"Criatividade consiste em ver o que todo mundo vê e pensar o que ninguém pensou"
Szent-Giorgyi - Prêmio Nobel de Química
Nos últimos 10 anos participei ativamente de atividades científicas, seja pesquisando, seja formando novos ortopedista, seja escrevendo, seja palestrando em congressos e jornadas. Fiz inúmeros amigos, conheci as diferentes realidades do país e levei experiência acumulada nos anos de pesquisa, estudo e em prática em Passo Fundo e Porto Alegre.
Mas afinal, qual foi a eficiência destes ensinamentos? Será que os meus colegas assistiram às palestras? Realizam hoje com eficiência a reparação de um manguito rotador ou tendão flexor, diagnosticam com clareza uma das múltiplas síndromes compressivas, indicam corretamente uma prótese ou sabem determinar e orientar a evolução da reabilitação?
A resposta certamente será um lacônico "não", ou um "mais ou menos". O país se transformou num imenso "congresso contínuo" de medicina onde o sucesso do evento é medido pelo número de participantes (geralmente mal acomodados) ou pela quantidade de "capas de livros" estrangeiros ou nacionais que palestram. Isto é um absurdo e uma deformação do ensino médico. Generalizando, dá pra dizer que "não tem mais ninguém para convidar".
Em recente congresso de dois dias havia quatro convidados estrangeiros de obscura projeção e de duvidosa qualidade científica. Isto ocorreu porque não havia ninguém mais para convidar naquela especialidade. Todos já haviam vindo ao Brasil!
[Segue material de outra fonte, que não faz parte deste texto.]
Issue #889, opened 2019-10-23
Implement H.264 writer


gqgs:
## Summary

Implement H.264 writer.

## Motivation

Apparently the only video writer currently available is the IVF VP8 writer.
https://github.com/pion/webrtc/blob/758476212459d4faa882aa82934bf7099fe6a86e/pkg/media/ivfwriter/ivfwriter.go#L72

It would be useful to have a writer for H.264 as well.
Since the support for both codecs is required by the WebRTC specification the user would be able to use and save to disk whichever format best fits his/her use case.

Sean-Der:
Agree! If there is a simple container format I am all for adding it to `pion/webrtc`

For now I would use webm, there is an example here https://github.com/pion/example-webrtc-applications/tree/master/save-to-webm

Maybe we should add a comment to `save-to-disk` to use `webm` if you want multiple tracks in one file or to support other codecs! I think that would be a great PR, could really help others in the future :)

PR #1232, opened 2020-05-31
Add H264 writer

gqgs:
Currently it only supports non-interleaved mode
Therefore, only 1-23, 24 (STAP-A), 28 (FU-A) NAL types are allowed

#### Reference issue
Related #889

### DIFF
--- a/pkg/media/h264writer/h264writer.go
+++ b/pkg/media/h264writer/h264writer.go
@@ -1,0 +1,90 @@
+// Package h264writer implements H264 media container writer
+package h264writer
+
+import (
+	"bytes"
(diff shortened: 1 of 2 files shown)


Sean-Der:
@gqgs nice work! thank you so much for doing this.

I am looking now, but I think your code is a superset of https://github.com/pion/rtp/blob/master/codecs/h264_packet.go#L151 what do you think of porting it over there?

gqgs:
@Sean-Der Redundant code removed.

Sean-Der:
Thank you so much for the contribution :)

PR #1233, opened 2020-05-31
Extmap Support

jbrady42:
#### Description

Continuation from https://github.com/pion/webrtc/pull/1230

Comments from @Sean-Der 
- Should the extmap be empty by default? Since we don't by default support anything we probably shouldn't set it.
- It would be nice if we could put the logic around media type when setting. It seems like I should as a user be able to set an extmap for only audio, video or datachannels (or all).
- `updateExtMaps` should probably be moved into sdp.go. Would love for it to not be aware of the PeerConnection at all and keep the logic smaller. In general I would like to see if we can pull this off without adding anything extra to the PeerConnection
I also need to confirm myself the logic around extmap handling. It sounds like when answering we MUST not include an extension the remote doesn't support? I think we could make the logic simpler, we just need to filter extensions if the remote list is set.

TODO
- [ ] No extensions by default
- [ ] Set extensions conditionally (global, audio, video, application)
- [ ] Move SDP specific logic into `sdp.go` and cover with unit tests.

### DIFF
--- a/README.md
+++ b/README.md
@@ -161,6 +161,7 @@ Check out the **[contributing wiki](https://github.com/pion/webrtc/wiki/Contribu
 * [salmān aljammāz](https://github.com/saljam)
 * [cnderrauber](https://github.com/cnderrauber)
 * [Juliusz Chroboczek](https://github.com/jech)
+* [Jason Brady](https://github.com/jbrady42)
 
 ### License
 MIT License - see [LICENSE](LICENSE) for full text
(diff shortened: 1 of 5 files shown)


Sean-Der:
@jbrady42 I am happy to help with this! Would you like me to make changes/write tests myself?

This is a learning experience for me as well, so I would double check my assumptions if you get a chance :)

jbrady42:
I was going to take another pass today and those first points then will pass it over your way.

Where are you thinking the exts will be set if its per media type? Is that done when constructing the pc or adding tracks/transceivers?

PR #1238, opened 2020-06-05
Allow SDP munging

jech:
I'm submitting this for discussion.  I'm not happy with this, but I don't see a different way to make it possible to implement in client code features that are not natively supported by the library.

### DIFF
--- a/peerconnection.go
+++ b/peerconnection.go
@@ -610,8 +610,6 @@ func (pc *PeerConnection) setDescription(sd *SessionDescription, op stateChangeO
 		cur := pc.signalingState
 		setLocal := stateChangeOpSetLocal
 		setRemote := stateChangeOpSetRemote
-		newSDPDoesNotMatchOffer := &rtcerr.InvalidModificationError{Err: fmt.Errorf("new sdp does not match previous offer")}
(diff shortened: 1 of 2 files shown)


Sean-Der:
I don't have a problem with this! It might be nice to store a SDP, and then be able to call `GetLocalDescription` later with ICE candidates populated.

----

So one thing to note is that we don't drive anything via the `SetLocalDescription`. All 'custom behavior' is drive by the `SettingEngine`. This differs from Google's implementation, maybe the wrong decision but this was my motivation.

* API Stability - No way for users to know when features are turned on/off with SDP munging
* API Discoverability - Users have no way to figure out what APIs we actually provide
* Makes Pion code way simpler - Reacting to `SettingEngine` is much easier then SDP parsing.

I don't know the full story behind SDP munging. My guess is that Google doesn't want to run everything through the IETF/W3C. A goal with ORTC was to get away from munging, so I think we are making the right decision! I try to implement everything via ORTC/PeerConnection, and then last resort is `SettingEngine`

jech:
So are you saying that I might as well munge the SDP after `SetLocalDescription`, since munging it before doesn't achieve anything different?

Sean-Der:
@jech correct! The only thing you are losing is ICE candidates.

PR #1249, opened 2020-06-10
Implement NewRTPVP9CodecExt

jech:
This was omitted for some reason.

Note that the `Ext` variants are missing for all audio codecs.  I'm refraining from adding them right now, since the Unnamed SFU doesn't use any RTCP feedback for audio tracks, and hence I'm not able to test them easily.

### DIFF
--- a/mediaengine.go
+++ b/mediaengine.go
@@ -248,6 +248,19 @@ func NewRTPVP9Codec(payloadType uint8, clockrate uint32) *RTPCodec {
 	return c
 }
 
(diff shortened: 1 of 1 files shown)


jech:
> Do you want me to tag a new version with this change?

Ot's not particularly urgent, it's for simulcasting only, and I'm not sure yet if I'm going to do codec agility (it has some serious drawbacks, due to needing to renegotiate when switching layers).  The change is just so I can experiment.

PR #1273, opened 2020-06-25
Start /v3

Sean-Der:
See #9 for the features we have planned, and the breaking changes that
may occur.


Sean-Der:
@wdouglass excited to have you back involved!

PR #1285, opened 2020-06-29
Media Level Fingerprints Configuration Option

wdouglass:
This commit adds an option to put DTLS Fingerprint specification
at the media description level rather then the session description
level. This enhances compatibility with some 3rd party webrtc
implementations (notably Kurento).

Note: This will require pion/sdp PR 57 to get merged. I'm marking this PR as a draft until then.

### DIFF
--- a/peerconnection.go
+++ b/peerconnection.go
@@ -1732,9 +1732,6 @@ func (pc *PeerConnection) GetRegisteredRTPCodecs(kind RTPCodecType) []*RTPCodec 
 // This is used for the initial call for CreateOffer
 func (pc *PeerConnection) generateUnmatchedSDP(useIdentity bool) (*sdp.SessionDescription, error) {
 	d := sdp.NewJSEPSessionDescription(useIdentity)
-	if err := addFingerprints(d, pc.configuration.Certificates[0]); err != nil {
-		return nil, err
-	}
 
 	iceParams, err := pc.iceGatherer.GetLocalParameters()
 	if err != nil {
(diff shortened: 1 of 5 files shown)


peerconnection.go
```diff
@@ -1787,14 +1795,20 @@ func (pc *PeerConnection) generateUnmatchedSDP(useIdentity bool) (*sdp.SessionDe
...
+	
+	return populateSDP(d, isPlanB, mediaCert, pc.api.settingEngine.candidates.ICELite, pc.api.mediaEngine, connectionRoleFromDtlsRole(defaultDtlsRoleOffer), candidates, iceParams, mediaSections, pc.ICEGatheringState())
 }
 
 // generateMatchedSDP generates a SDP and takes the remote state into account
 // this is used everytime we have a RemoteDescription
 func (pc *PeerConnection) generateMatchedSDP(useIdentity bool, includeUnmatched bool, connectionRole sdp.ConnectionRole) (*sdp.SessionDescription, error) {
 	d := sdp.NewJSEPSessionDescription(useIdentity)
-	if err := addFingerprints(d, pc.configuration.Certificates[0]); err != nil {
+	if err := addSessionFingerprints(d, pc.configuration.Certificates[0]); err != nil {
```
Sean-Der, line 1811: What do you think of keeping `addFingerprints` but then have a third argument `SDPMediaLevelFingerprints`. Will make testing a lot easier I think.

I am just worried that having multiple places check `SDPMediaLevelFingerprints` will cause people to mess things up.

wdouglass: I agree, centralizing is probably a good idea, i'll take another pass

wdouglass: I've actually factored out the `addFingerprints` function entirely, the decision gets made in `populateSDP`. It's not safe to call `addFingerprints` more then once anyway, so this is a bit safer. I've messed something up in my refactor, and some tests are failing. I'll push a new commit soon once i figure that out. I think this is a definite improvement.

PR #320, opened 2016-05-10
Add VHDx_IDE_SCSI_Mixed_Dynamic case

Jingli1985:
Add a case VHDx_IDE_SCSI_Mixed_Dynamic in STOR_VHDX to cover scsi and IDE mixed


chvalean:
The test case does cover a scenario not covered directly, however as it's applicable to generation 1 VMs, it will always be covered as the system disk resides on IDE 0-0.
So testing this with IDE 0-1 doesn't necessarily bring a real case not covered.

PR #322, opened 2016-05-12
fix the list of checking modules

Jingli1985:
The hv_utils.ko that used to connect with integration serviceisn't necessary in VM temporary booting process, however the hyperv_fb.ko should add into checking list, so that the it is used when VM is booted.

### DIFF
--- a/WS2012R2/lisa/xml/CoreTests.xml
+++ b/WS2012R2/lisa/xml/CoreTests.xml
@@ -289,7 +289,7 @@
             <files>remote-scripts/ica/modules_check.sh</files>
             <testparams>
                 <param>TC_COVERED=CORE-24</param>
-                <param>hv_modules=(hv_vmbus.ko hv_storvsc.ko hv_netvsc.ko hyperv-keyboard.ko hid-hyperv.ko hyperv_fb.ko)</param>
+                <param>hv_modules=(hv_vmbus.ko hv_storvsc.ko hv_netvsc.ko hyperv-keyboard.ko)</param>
             </testparams>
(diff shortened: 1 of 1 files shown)


chvalean:
This test originated from the need of having the hyperv keyboard driver, as that would block any input if not loaded. The rest of the modules are part of sanity check, so my proposal is to keep both the utils and hyperv fb driver.
Thank you Jing!

nickme:
To boot a VM in a typical configuration, you need hv_vmbus.ko and hv_storvsc.ko.  If the root partition is encrypted, you will need hyperv_keyboard.ko so you can enter the dm_crypt passphrase.  So these three drivers are the minimum set that should be in the initrd.  If your VM is configured as a diskless client, you will need hv_netvsc.ko in the initrd as well.  So the minimum set of drivers the test case should check for would be:
    hv_vmbus.ko
    hv_storvsc.ko
    hyperv_keyboard.ko
    hv_netvsc.ko
Additional LIS drivers can be included in the initrd, but I do not see a need for the test case to check for them.  The remaining LIS drivers can be loaded from the root partition once it is mounted.

Jingli1985:
Hi Nick, 
Here is a list in rhel7 . All mandatory modules are be included in installation initramfs:
hv_vmbus.ko
hv_netvsc.ko
hv_storvsc.ko
hid-hyperv.ko
hyperv-keyboard.ko
hyperv_fb.ko
The hyperv_fb.ko is also included in list in order to the driver is used when the VM is booted. It is ok to check  the minimum set for this case, also is applicable for all of distribution.

PR #330, opened 2016-05-25
Added a new case, which verifies whether the NUMA is turned off 

Jingli1985:
"'numa=off' was added as kernel boot params.


Jingli1985:
Hi Nick, 
I closed the previous pull request and reopen new one, the conflict has fixed

Thanks

PR #346, opened 2016-06-12
STOR_VHDX: Add two cases about copy 5G files( copy locally/wget/nfs) …

Jingli1985:
…to SCSI/IDE disk


chvalean:
Hi Jing Li,
Thank you for the new additions!
We would like to take these scenarios, but have a few recommendations first:
- since the initial commit some other changes seems to have occurred, and we cannot merge it in the current state.
- can the test be modified to handle selective tests - for eg run only wget?
- there should be no effect in testing both IDE and SCSI for these scenarios, so my recommendation is to focus only on SCSI, so one test case.

lixuemin2016:
Hi Chris,
Thank you so much for your review, will update new patch based on your recommendation.

Jingli1985:
Close this PR, will request a new one

PR #349, opened 2016-06-12
Storage logical sector

Jingli1985:
add one case about checking the logical and physical sector size for disk with 512 sector size


chvalean:
@Jingli1985 please re-submit this one based on the new storage tests params and I'll accept this PR.
Thank you!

Nesta sequência infindável de congressos apenas uma forma de ensino é praticada: slides, slides, slides... Na maioria das vezes sem qualquer discussão ou mesmo conclusão. a participação ativa da plateia (perguntas, troca de experiências ou críticas) nem pensar - não há tempo... O slide não sangra, não infecta, não mostra resultado final. Slide aceita tudo, especialmente agora com a introdução do discutível "Milionário Método multimídia" (MMM).
Em 1996 tivemos um congresso sem nenhuma atividade social - nenhuma empadinha servida, mas com lucro comprovado... e dois dias de slides das 8h às 18h! Os corredores destes congresso costumam estar cheios de stands que, pagando muito, tentam atrair a atenção dos congressistas das formas mais bizarras: sorteios, brindes, caricaturas, happy-hour, até pré-porno exposições... Dá para imaginar, sem qualquer esforço, como o médico é visto pelo departamento de marketing destas empresas.
Tenho a absoluta convicção de que os colegas que organizam congressos são verdadeiros heróis, já que despendem seus melhores horários e maiores esforços para a busca de patrocínio, organizando globalmente, "apagando incêndio entre estrelas", sempre para obter o melhor possível, já que o seu próprio nome e o da instituição estão em avaliação pelos sua pares.
O que estes colegas organizadores precisam entender é que existem múltiplas formas de educação médica continuada, além da mera "palestra". Num país onde a medicina está sendo torpedeada pelo chamado erro médico e onde a verdadeira educação médica continuada dá apenas os seu primeiros passos, vale a pena lembrar algumas "pérolas".
Em conclusão - slide é preciso, muito slide não é preciso.